Spring on the North Wales coastline is something special. After months of cold winds and coloured water, the sea begins to settle, temperatures creep up, and life returns to the shoreline. For anglers, it’s the season of fresh starts — lighter evenings, early morning tides, and the promise of silver bars cruising through the surf.
If you’re fishing spots like Anglesey, Holyhead Breakwater, or the beaches around Llandudno, spring offers real opportunity — if you approach it right.
What Changes in Spring?
Water temperatures begin to rise from late March into April, and that shift triggers movement. Species that have been quiet through winter start feeding harder, and migratory fish edge closer to shore.
You’ll typically see:
Bass beginning to show in better numbers from April onwards
Flounder still feeding well in estuaries
Whiting tapering off as water warms
Early smoothhound appearing later in spring
The odd dogfish and coalfish on mixed ground
Spring is a transition period — not full summer sport yet — but it rewards anglers who understand tides, structure, and bait presentation.
Rock Marks (Anglesey & Headlands)
Rough ground around Anglesey and the headlands can produce early bass, especially on a flooding tide with a bit of swell. Fish close in — spring bass often patrol tight to structure.

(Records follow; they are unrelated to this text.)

PR #547, opened 2020-11-06
Display no results message per category

ethax-ross:
### Trello card

### Context

Currently, if there are no results we display a single 'no results' message to the user. We want to change this behaviour such that;

- If a user searches across all types and there are no results for some of the types, we still want to display the type sections but have a 'no results' message in each section that has no events.
- If a user searches across all types and there are no results in any of the types, the existing behaviour remains (single 'no results' message).
- If the user searches by a specific type, the existing behaviour remains (single 'no results' message).
- If there are no results on the landing page for a specific type, we want to hide the section completely (retaining the existing behaviour).

- Display no results message per category

### Guidance to review

Screenshot 2020-11-06 at 15 48 15

### DIFF
--- a/app/views/events/index.html.erb
+++ b/app/views/events/index.html.erb
@@ -30,18 +30,26 @@
     </section>
 
     <% if @events_by_type.any? %>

Surf Beaches (Barmouth, Colwyn Bay)
Open beaches fish well on evening tides. Target flounder and bass in gullies and deeper channels. A light surf with coloured water can switch fish on.
Estuaries & The Menai Strait
The Menai Strait is a spring hotspot. Moving water, natural food, and warming shallows draw fish in. Smaller hooks and subtle presentation often win here.

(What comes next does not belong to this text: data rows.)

PR #553, opened 2020-11-09
Feature/content cta styles

sigmaben:
Add styles for new Content CTA


app/webpacker/styles/components/content-cta.scss
```diff
@@ -0,0 +1,12 @@
+.content__left {
```
ethax-ross, line 1: Does this need to be in the `content__left` block? I think we're trying to move more towards a traditional BEM naming convention where possible

ethax-ross (approved):

PR #554, opened 2020-11-09
Extract window.focus to method and mock

ethax-ross:
We aren't able to mock the iFrame `contentWindow.focus` from Jest; instead, the call gets extracted to a method which can then be mocked from the specs.

Quietens the 'method not implemented' error Jest was throwing in the test suite.


jebw (approved):
Nice!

Bait & Tactics for Spring Success
Spring fishing is about finesse more than brute force.
Top baits:
Lugworm (especially tipped with crab)
Ragworm for bass and flounder
Peeler crab as water warms
Fresh black lug for distance casting on beaches
Tactical tips:
Fish the last two hours of flood into high water
Don’t overcast — spring fish can be close
Scale down hook size if bites are shy
Keep rigs simple (one-up one-down or pulley rigs)
Timing the Tides
Big spring tides can stir things up, but don’t ignore neap tides — especially in clearer water conditions. Early morning or dusk sessions often outfish bright midday spells.
Keep an eye on wind direction too. A light south-westerly pushing into surf beaches can transform an average session into a memorable one.
Spring Mindset: Patience Pays
Spring isn’t about numbers — it’s about reading the signs. Bird activity, baitfish movement, water clarity, and tide timing all matter more now than in summer chaos.
For those of us who love the North Wales coast, spring fishing is as much about the reset as the results. The quiet beaches, the sound of the swell, the first proper bend in the rod after winter — it’s hard to beat.
If you’re planning your next trip around Anglesey or along the North Wales shoreline, spring might just be the season that reminds you why you started sea fishing in the first place.